I have used DroidTh3ory & DHacker's script to fix my phone from a few soft bricks. I always choose to apply the Forever Root when rooting the phone. I haven't had any problems (knock on wood) but when I go into the system folder, I don't see the lines that start off CHMOD 755...

Does this mean the Forever Root didn't take? I don't want to mess around with my phone for no reason, but I also don't want to risk losing root.
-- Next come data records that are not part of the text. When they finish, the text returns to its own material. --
PR #10715, opened 2025-08-30
Add TURD configurations from Github sources

Spartwo:
- TURD Ckans
  - https://github.com/KerbalPowers/TURD-StockRecolour
  - https://github.com/KerbalPowers/TURD-MH-BG
  - https://github.com/KerbalPowers/TURD-KerbalFoundries
  - https://github.com/KerbalPowers/TURD-BDArmory
- Adjust authors and display names to originals
- Aviator arsenal ckan file
  - https://spacedock.info/mod/2593/Aviator%20Arsenal%20Continued
  - https://github.com/tetryds/AviatorArsenal
- Tie BD armory into what should be the most modern version ( BDArmory => BDArmoryForRunwayProject) in Armory Dependencies

PR #11271, opened 2026-06-22
OPT TURD Configs

Spartwo:
- <https://github.com/KerbalPowers/TURD-OPT>

### DIFF
--- a/NetKAN/TURD-OPT.netkan
+++ b/NetKAN/TURD-OPT.netkan
@@ -1,7 +1,8 @@
 identifier: TURD-OPT
 name: TURD - OPT Continued
-abstract: Collection of Textures Unlimited recolours for Orbit Portal Techologies (OPT) Continued
-author:  
+abstract: >-
+  Textures Unlimited recolours for Orbit Portal Techologies (OPT) Continued
+author:
   - Manwith Noname
   - Spartwo
 $kref: '#/ckan/github/KerbalPowers/TURD-OPT'
--- a/NetKAN/TURD-OPT.netkan
+++ b/NetKAN/TURD-OPT.netkan
@@ -1,7 +1,9 @@
 identifier: TURD-OPT
 name: TURD - OPT Continued
 abstract: Collection of Textures Unlimited recolours for Orbit Portal Techologies (OPT) Continued
-author: Manwith Noname, Spartwo
+author:  
+  - Manwith Noname
+  - Spartwo
 $kref: '#/ckan/github/KerbalPowers/TURD-OPT'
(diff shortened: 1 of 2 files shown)


NetKAN/TURD-OPT.netkan
```diff
@@ -0,0 +1,18 @@
...
+  - Manwith Noname
+  - Spartwo
+$kref: '#/ckan/github/KerbalPowers/TURD-OPT'
+license: CC-BY-NC-SA-4.0
+tags:
+  - config
+  - graphics
+depends:
+  - name: ModuleManager
+  - name: TexturesUnlimited
```
HebaruSan, line 15: This should depend on ~~TURD and~~ OPT, right?

Spartwo: Unfortunately JadeOfMaar has been doing 5 years of great additions solely in the pre-release branch so the ckan for opt continued would be missing practically everything.

As for TURD, it wasn't included as a dependency in the last glut of paint mods that got accepted so I didn't do so here.

HebaruSan: Wait, so this depends on a (version of a) mod that isn't even in CKAN?

HebaruSan: > As for TURD, it wasn't included as a dependency in the last glut of paint mods that got accepted so I didn't do so here.

Which ones were those, if you don't mind sharing? That sounds like some bad metadata that should be fixed.

Spartwo: https://github.com/KSP-CKAN/NetKAN/pull/10715 is the prior one

Below is the specific version of OPT, its just not going to pull many updates off the github page that I don't want to give the wrong impression to folks downloading the paint.
image

HebaruSan: Thanks, #10715 should not have been merged in that state. I will go clean it up.
Please add the needed dependencies here.

HebaruSan: Oh right, "TURD" is the one where there isn't actually any mod by that name, but rather a family of modlets of which this is one example; the `TexturesUnlimited` dependency covers that side of things.

(Explaining this sort of thing is the reason why pull request descriptions exist and should be filled in. Otherwise reviewing is much slower.)

Spartwo: Textures unlimited is the mechanical dependency yes. I've added OPT continued into the depdency list, hopefully the updates will be released as the main version one day.

HebaruSan (approved):
Thanks for the submission.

Can anyone suggest an easy way to check? Is it as simple as checking with Root Explorer? If so, then I might have an issue.

Thanks for any help.


----------



## xkape (Aug 28, 2011)

If you can go into root explorer then you are rootrd id say.


----------



## xkape (Aug 28, 2011)

Hell if you are using a ROM your rooted. No root, no joy


----------



## G8orDroid (Aug 12, 2011)

The Forever Root hack is really only necessary if you are running stock/rooted. If you're on a non-stock ROM, you're not going to get an update that would remove root anyway. if you're stock and want to verify the hack, use Root Explorer (or comparable file manager) and navigate to /system/bin, find the mount_ext3.sh file and verify that the following 3 lines are at the end of the file.

chmod 4755 /system/bin/su
chmod 4755 /system/xbin/su
chmod 755 /system/app/Superuser.apk


----------



## Flazell (Oct 13, 2011)

Check super user?


----------